Ratings agency Moody’s has placed Royal Bank of Scotland’s (RBS) credit ratings on review for downgrade after Britain’s Treasury said it was considering breaking up the bank.
The government, which holds an 81 percent stake, has appointed Rothschild to examine whether to transfer RBS’ remaining toxic loans into a so-called “bad bank” leaving the “good bank” better placed to lend.
Moody’s said its decision was in response to the uncertainty for bondholders that resulted from the government’s move. It said some of the options being considered by the government could result in losses for creditors.

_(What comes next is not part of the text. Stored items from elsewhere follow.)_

Issue #780, opened 2021-09-20
Gitops no longer allows add for applications from repositories with default branches other than main


jrryjcksn:
**Describe the bug**
The addition of an app default branch in `add/cmd.go` prevents gitops from determining the default branch for a repository. There is a code path in `add.go` which checks for an empty branch and consults the repository for the default branch. This is being prevented by the default value.

**Environment**
 - gitops: v0.2.5

**To Reproduce**
1. Attempt to add an application from a repository with a default branch other than main (e.g. master)

PR #781, opened 2021-09-20
fixes for: 780, redundant status messages, and mention of wego in cluster status

jrryjcksn:
Closes: #780 

**What changed?**
- Status calls no longer mention "wego"
- We once again use the correct default branch for a repository if no branch is specified
- Added an acceptance test for default branch behavior

**Why?**
- Fix for leftover "wego" reference
- To make sure default branches work correctly

**How did you test it?**
Manual tests, new acceptance test

**Release notes**
No

**Documentation Changes**
The gitops doc changes are in flight


J-Thompson12 (approved):

pkg/services/app/add.go
```diff
@@ -135,7 +136,7 @@ func (a *App) Add(params AddParams) error {
 
 	a.printAddSummary(params)
 
-	if err := IsClusterReady(a.Logger, a.Kube); err != nil {
+	if err := IsClusterReady(&loggerfakes.FakeLogger{}, a.Kube); err != nil {
```
jpellizzari, line 139: Is the fake logger here intentional?

test/acceptance/test/utils.go
```diff
@@ -216,14 +216,18 @@ func ResetOrCreateClusterWithName(namespace string, deleteWegoRuntime bool, clus
 	return clusterName, nil
 }
 
-func initAndCreateEmptyRepo(appRepoName string, isPrivateRepo bool) string {
+func initAndCreateEmptyRepoWithMainDefaultBranch(appRepoName string, isPrivateRepo bool) string {
+	return initAndCreateEmptyRepo(appRepoName, DEFAULT_BRANCH_NAME, isPrivateRepo)
```
jpellizzari, line 220: Seems odd to wrap this when it's only saving one argument that would already be a `const`. I guess it is saving us from passing `DEFAULT_BRANCH_NAME` in everywhere?

jpellizzari (approved):
LGTM, only nits

pkg/services/app/add.go
jrryjcksn: Yes, because we now check the status up front when we set up the git clients so we were getting all the status info printed out twice. I didn't want to entirely remove the check in `add` for when it gets used by the UI, so I passed in a fake logger.

test/acceptance/test/utils.go
jrryjcksn: Well, I needed to be able to call it in _one_ test with a different branch and thought it would be unfortunate to have to pass the same argument in _every call but one_ (and then one would have to go look to determine what branch was being passed).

“The heightened level of uncertainty is likely to remain at least until the publication of the government’s conclusion from its assessment, after which Moody’s expects to conclude its ratings review,” the agency said.
However, Moody’s said that the probability of losses to RBS creditors remained low.
The government said this week that it expected to conclude its review into a possible breakup by the autumn.
Moody’s said it had placed on review for downgrade RBS’s “D+” standalone bank financial strength rating, its “A3” long-term debt and deposit ratings and the bank’s subordinated debt and junior capital instruments.
Meanwhile, the BBC reported on Friday that the Treasury had been approached by sovereign wealth funds and private-equity businesses to buy about 10 percent of part-nationalized Lloyds Banking Group.
The Treasury declined to comment on the Lloyds report and the RBS downgrade.